> [DIRECTIONS FOR THIS TASK]: Whenever a line in the entries below contains "fuse", copy that line.

####################

PR #692, opened 2018-01-05
Minor update to spawn rustdoc to avoid confusion from usage of "fuse".

echochamber:
When reading the docs, the word "fuse" made me think there was some relation between this function and [futures::future::Future::fuse](https://docs.rs/futures/0.1/futures/future/trait.Future.html#method.fuse).


alexcrichton:
Thanks!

####################

> [WRITTEN SOLUTION]:
Minor update to spawn rustdoc to avoid confusion from usage of "fuse".
When reading the docs, the word "fuse" made me think there was some relation between this function and [futures::future::Future::fuse](https://docs.rs/futures/0.1/futures/future/trait.Future.html#method.fuse).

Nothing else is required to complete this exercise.